I will. Let me tell you a little about our business because it influences our decisions.
Our/University of Colorado’s reason for using The OMOP CDM is a little different than most active forum users. We use the OMOP CDM as our primary data warehouse and deliver (just starting this phase now) datasets to our customers (providers, managers in the hospital system doing QA/QI, PhD students, professors, and all our data collaborators). We do incremental loads from the source through the pipeline to OMOP every day. We do not do the analytics. If we can’t use the OMOP CDM to deliver datasets to our customer, maintaining OMOP would be prohibitive. All these factors give us a different perspective.
We did this mostly in parallel with the goal of mapping
codes first. The Person table is easy, the Visit table took more work, but only because the source has a different view of a visit than the OHDSI community. It took a couple days of using Usagi to go from 86% to 99% of drugs administered to a patient being mapped to a standard concept, which was easy because drug names are fairly standardized. Conditions and Procedures are tough because the terminology varies from source names to target concepts. And social history (tobacco, alcohol, drugs) is a beast. We are also working on other data that belongs in the Observation table. This data is mostly unmapped, but also not used in network studies (pain, scoring systems, ventilator settings, etc.) @Christian_Reich.
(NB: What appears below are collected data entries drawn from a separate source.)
PR #372, opened 2017-10-18
Add a status indicator to track DB connection health from the migrate…

wtritch:
…-olap service to the olap/redshift database.

This PR adds a status indicator for tracking the ability of the service to communicate with the olap/redshift database.

### DIFF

Organizing the data is a lot of work and very error prone. As @mgkahn stated, we take very large spreadsheets of local codes and put them in to Usagi one domain at a time. Then the output is altered to fit the Concept and Concept Relationship tables (@Christian_Reich help here) - also an error prone step. Next is uploading them to the necessary tables and testing for accuracy. All of this is very time consuming. Yes, a lot of work, but the time savings, especially with using the hierarchies, makes the effort worth it, I hope We haven’t put this into production.
I would put in only the necessary data, not everything, just what is going to be used, in to the source_value column during the ETL. I suggest putting in the local code and the name separated with a delimiter. You will want to get on the standard side of the model as quickly as possible to leverage the vocabulary. The power of the OMOP CDM is in the vocabularies! Leveraging one concept and its hierarchy is much easier than using a string search to find all relevant concepts and then listing out each concept (error prone).
Put the data where it belongs or the tools won’t work. But if it doesn’t belong in any other domain, it goes into the Observation table and SQL will pull it out.
I’m happy to share or elaborate, @TCKeen!